### Work task
Every line below needs to be returned exactly as written.
Supplied records START
PR #5129, opened 2026-07-05
fix(parser): gate a conditional draw on "if that creature has a +1/+1 counter" (Oblivion's Hunger)

davion-knight:
## Summary
Fixes **Oblivion's Hunger** — `Target creature you control gains indestructible until end of turn. Draw a card if that creature has a +1/+1 counter on it.` The trailing "if that creature has …" condition was swallowed, so the draw fired **unconditionally** (coverage gap `Swallow:Condition_If`).

The fix widens the existing counter-conditional combinator on two axes, reusing downstream machinery that already exists and resolves at runtime (`AbilityCondition::QuantityCheck` / `QuantityRef::CountersOn` / `ObjectScope`):

- **`parse_counter_threshold`** — accept the indefinite-article form "a/an [type] counter on it" as `>= 1` (CR 122.1 / 122.1a), placed before the numeric branch (which fails-fast on "a").
- **`strip_counter_conditional`** (trailing form only) — recognize the demonstrative subject "that creature/permanent/card" and bind it to `ObjectScope::Target` (CR 115.1), gated to non-trigger context.

**Deliberate narrowing (guarded):** the demonstrative is withheld from the *leading* form ("If that creature has …, X **instead**"). Matching it there would gate out the intentional `strip_target_keyword_instead` deferral for the "deals N … instead" replacement class (**Bring Low / Strider / Urdnan**) and mis-model the replacement as additive damage. Those cards stay on their honest deferral exactly as on `main`; a regression test pins that parity.

**Scope:** Oblivion's Hunger flips to supported. **Marcus, Mutant Mayor** (same phrase in a *trigger*, plus an "If it doesn't, put a +1/+1 counter on it" else-branch that touches the shared "Otherwise" handler) is a deliberate follow-up — it remains an honest, unchanged coverage gap here rather than a risky same-PR change.

## Files changed
- `crates/engine/src/parser/oracle_effect/conditions.rs`
- `crates/engine/src/parser/oracle_effect/mod.rs` (one-line call-site thread of `ctx.in_trigger`)
- `crates/engine/src/parser/oracle_tests.rs`
- `crates/engine/tests/oblivions_hunger_conditional_draw.rs`

## CR references
- `CR 122.1` / `CR 122.1a` — a counter marker; the indefinite "a [type] counter" means one or more (`>= 1`)
- `CR 115.1` — "that creature" = the spell's target object

## Track
Developer

## LLM
Model: claude-opus-4-8
Thinking: high
Tier: Frontier

## Verification
- `cargo fmt --all` — clean
- `cargo test -p engine` — **17463 passed / 0 failed**
- `./scripts/gen-card-data.sh` + `cargo coverage` — **Oblivion's Hunger**: `supported: true`, `gap_count: 0` (flipped). **Bring Low / Strider / Urdnan / Marcus, Mutant Mayor**: unchanged vs `main` (still their honest deferrals).
- `cargo semantic-audit` — Oblivion's Hunger: 0 findings; Bring Low: not newly flagged.

Tests added:
- `strip_counter_conditional_article_it_source` (SHAPE) — "if it has a +1/+1 counter on it" → `QuantityCheck { CountersOn{Source, P1P1}, GE, 1 }`, with `Effect::Draw` + no-`Unimplemented` reach-guards.
- `strip_counter_conditional_demonstrative_target_non_trigger` (SHAPE) — Oblivion's trailing clause → `CountersOn { scope: Target }`.
- `strip_counter_conditional_leading_demonstrative_instead_deferred` (guard) — Bring Low's leading "If that creature has … deals 5 … instead" stays `condition: None` (upstream parity); fails under the pre-fix over-acceptance.
- `oblivions_hunger_conditional_draw.rs` — **discriminating runtime, revert-failing**: target **with** a +1/+1 counter → draws 1; target **without** (while a *different* controlled creature holds a decoy counter) → draws 0. Reverting the fix makes the draw unconditional (draws 1) → the `0` assertion fails.

## Gate A
`./scripts/check-parser-combinators.sh` — exit 0, no violations.

## Anchored on
- `crates/engine/src/parser/oracle_effect/conditions.rs` `strip_counter_conditional` / `parse_counter_threshold` / `build_counter_condition` — the existing counter-conditional combinator this PR widens (same combinator family; superset for the trailing form, leading form byte-identical to `main`).
- `crates/engine/src/parser/oracle_effect/conditions.rs` `parse_target_demonstrative_subject` — the established demonstrative-subject recognizer reused for the trailing "that creature" arm.
- `crates/engine/src/parser/oracle_tests.rs` existing `strip_counter_conditional_*` tests — the sibling test pattern the new SHAPE/guard tests mirror.

## Scope Expansion
None.

## Validation Failures
None.

## CI Failures
None.

### DIFF
--- a/crates/engine/src/parser/oracle_effect/conditions.rs
+++ b/crates/engine/src/parser/oracle_effect/conditions.rs
@@ -2199,6 +2199,19 @@ fn parse_counter_threshold(text: &str) -> Option<(Comparator, i32, CounterType, 
         return Some((Comparator::EQ, 0, counter_type, consumed));
     }
 
+    // CR 122.1 + CR 122.1a: an indefinite "a [type] counter" means one or more (>= 1).
+    // Placed before the numeric branch, whose `parse_number` fails fast on the
+    // article "a"/"an" (Oblivion's Hunger: "a +1/+1 counter on it").
+    if let Ok((rest, _)) = nom_primitives::parse_article(text) {
+        if let Ok((after_type, counter_type)) = nom_primitives::parse_counter_type_typed(rest) {
+            let after_type = after_type.trim_start();
+            if let Some(after_on) = parse_counter_on_suffix(after_type) {
+                let consumed = original_len - after_on.len();
+                return Some((Comparator::GE, 1, counter_type, consumed));
+            }
+        }
+    }
+
     let (rest, threshold) = nom_primitives::parse_number.parse(text).ok()?;
     let rest = rest.trim_start();
     type E<'a> = OracleError<'a>;
@@ -2222,11 +2235,12 @@ fn build_counter_condition(
     comparator: Comparator,
     threshold: i32,
     counter_type: CounterType,
+    scope: ObjectScope,
 ) -> AbilityCondition {
     AbilityCondition::QuantityCheck {
         lhs: QuantityExpr::Ref {
             qty: QuantityRef::CountersOn {
-                scope: ObjectScope::Source,
+                scope,
                 counter_type: Some(counter_type),
             },
         },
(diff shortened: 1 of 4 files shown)


matthewevans (approved):
Reviewed current head d92d817432b9ab7e15d22da74cc582a2cc3c5c4f. The parser change parameterizes the existing counter-condition path by scope/counter threshold, parse-diff is limited to Oblivion's Hunger's target counter draw gate, and runtime regression coverage is discriminating.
Supplied records END
### Output of the exercise
PR #5129, opened 2026-07-05
fix(parser): gate a conditional draw on "if that creature has a +1/+1 counter" (Oblivion's Hunger)

davion-knight:
## Summary
Fixes **Oblivion's Hunger** — `Target creature you control gains indestructible until end of turn. Draw a card if that creature has a +1/+1 counter on it.` The trailing "if that creature has …" condition was swallowed, so the draw fired **unconditionally** (coverage gap `Swallow:Condition_If`).

The fix widens the existing counter-conditional combinator on two axes, reusing downstream machinery that already exists and resolves at runtime (`AbilityCondition::QuantityCheck` / `QuantityRef::CountersOn` / `ObjectScope`):

- **`parse_counter_threshold`** — accept the indefinite-article form "a/an [type] counter on it" as `>= 1` (CR 122.1 / 122.1a), placed before the numeric branch (which fails-fast on "a").
- **`strip_counter_conditional`** (trailing form only) — recognize the demonstrative subject "that creature/permanent/card" and bind it to `ObjectScope::Target` (CR 115.1), gated to non-trigger context.

**Deliberate narrowing (guarded):** the demonstrative is withheld from the *leading* form ("If that creature has …, X **instead**"). Matching it there would gate out the intentional `strip_target_keyword_instead` deferral for the "deals N … instead" replacement class (**Bring Low / Strider / Urdnan**) and mis-model the replacement as additive damage. Those cards stay on their honest deferral exactly as on `main`; a regression test pins that parity.

**Scope:** Oblivion's Hunger flips to supported. **Marcus, Mutant Mayor** (same phrase in a *trigger*, plus an "If it doesn't, put a +1/+1 counter on it" else-branch that touches the shared "Otherwise" handler) is a deliberate follow-up — it remains an honest, unchanged coverage gap here rather than a risky same-PR change.

## Files changed
- `crates/engine/src/parser/oracle_effect/conditions.rs`
- `crates/engine/src/parser/oracle_effect/mod.rs` (one-line call-site thread of `ctx.in_trigger`)
- `crates/engine/src/parser/oracle_tests.rs`
- `crates/engine/tests/oblivions_hunger_conditional_draw.rs`

## CR references
- `CR 122.1` / `CR 122.1a` — a counter marker; the indefinite "a [type] counter" means one or more (`>= 1`)
- `CR 115.1` — "that creature" = the spell's target object

## Track
Developer

## LLM
Model: claude-opus-4-8
Thinking: high
Tier: Frontier

## Verification
- `cargo fmt --all` — clean
- `cargo test -p engine` — **17463 passed / 0 failed**
- `./scripts/gen-card-data.sh` + `cargo coverage` — **Oblivion's Hunger**: `supported: true`, `gap_count: 0` (flipped). **Bring Low / Strider / Urdnan / Marcus, Mutant Mayor**: unchanged vs `main` (still their honest deferrals).
- `cargo semantic-audit` — Oblivion's Hunger: 0 findings; Bring Low: not newly flagged.

Tests added:
- `strip_counter_conditional_article_it_source` (SHAPE) — "if it has a +1/+1 counter on it" → `QuantityCheck { CountersOn{Source, P1P1}, GE, 1 }`, with `Effect::Draw` + no-`Unimplemented` reach-guards.
- `strip_counter_conditional_demonstrative_target_non_trigger` (SHAPE) — Oblivion's trailing clause → `CountersOn { scope: Target }`.
- `strip_counter_conditional_leading_demonstrative_instead_deferred` (guard) — Bring Low's leading "If that creature has … deals 5 … instead" stays `condition: None` (upstream parity); fails under the pre-fix over-acceptance.
- `oblivions_hunger_conditional_draw.rs` — **discriminating runtime, revert-failing**: target **with** a +1/+1 counter → draws 1; target **without** (while a *different* controlled creature holds a decoy counter) → draws 0. Reverting the fix makes the draw unconditional (draws 1) → the `0` assertion fails.

## Gate A
`./scripts/check-parser-combinators.sh` — exit 0, no violations.

## Anchored on
- `crates/engine/src/parser/oracle_effect/conditions.rs` `strip_counter_conditional` / `parse_counter_threshold` / `build_counter_condition` — the existing counter-conditional combinator this PR widens (same combinator family; superset for the trailing form, leading form byte-identical to `main`).
- `crates/engine/src/parser/oracle_effect/conditions.rs` `parse_target_demonstrative_subject` — the established demonstrative-subject recognizer reused for the trailing "that creature" arm.
- `crates/engine/src/parser/oracle_tests.rs` existing `strip_counter_conditional_*` tests — the sibling test pattern the new SHAPE/guard tests mirror.

## Scope Expansion
None.

## Validation Failures
None.

## CI Failures
None.

### DIFF
--- a/crates/engine/src/parser/oracle_effect/conditions.rs
+++ b/crates/engine/src/parser/oracle_effect/conditions.rs
@@ -2199,6 +2199,19 @@ fn parse_counter_threshold(text: &str) -> Option<(Comparator, i32, CounterType, 
         return Some((Comparator::EQ, 0, counter_type, consumed));
     }
 
+    // CR 122.1 + CR 122.1a: an indefinite "a [type] counter" means one or more (>= 1).
+    // Placed before the numeric branch, whose `parse_number` fails fast on the
+    // article "a"/"an" (Oblivion's Hunger: "a +1/+1 counter on it").
+    if let Ok((rest, _)) = nom_primitives::parse_article(text) {
+        if let Ok((after_type, counter_type)) = nom_primitives::parse_counter_type_typed(rest) {
+            let after_type = after_type.trim_start();
+            if let Some(after_on) = parse_counter_on_suffix(after_type) {
+                let consumed = original_len - after_on.len();
+                return Some((Comparator::GE, 1, counter_type, consumed));
+            }
+        }
+    }
+
     let (rest, threshold) = nom_primitives::parse_number.parse(text).ok()?;
     let rest = rest.trim_start();
     type E<'a> = OracleError<'a>;
@@ -2222,11 +2235,12 @@ fn build_counter_condition(
     comparator: Comparator,
     threshold: i32,
     counter_type: CounterType,
+    scope: ObjectScope,
 ) -> AbilityCondition {
     AbilityCondition::QuantityCheck {
         lhs: QuantityExpr::Ref {
             qty: QuantityRef::CountersOn {
-                scope: ObjectScope::Source,
+                scope,
                 counter_type: Some(counter_type),
             },
         },
(diff shortened: 1 of 4 files shown)


matthewevans (approved):
Reviewed current head d92d817432b9ab7e15d22da74cc582a2cc3c5c4f. The parser change parameterizes the existing counter-condition path by scope/counter threshold, parse-diff is limited to Oblivion's Hunger's target counter draw gate, and runtime regression coverage is discriminating.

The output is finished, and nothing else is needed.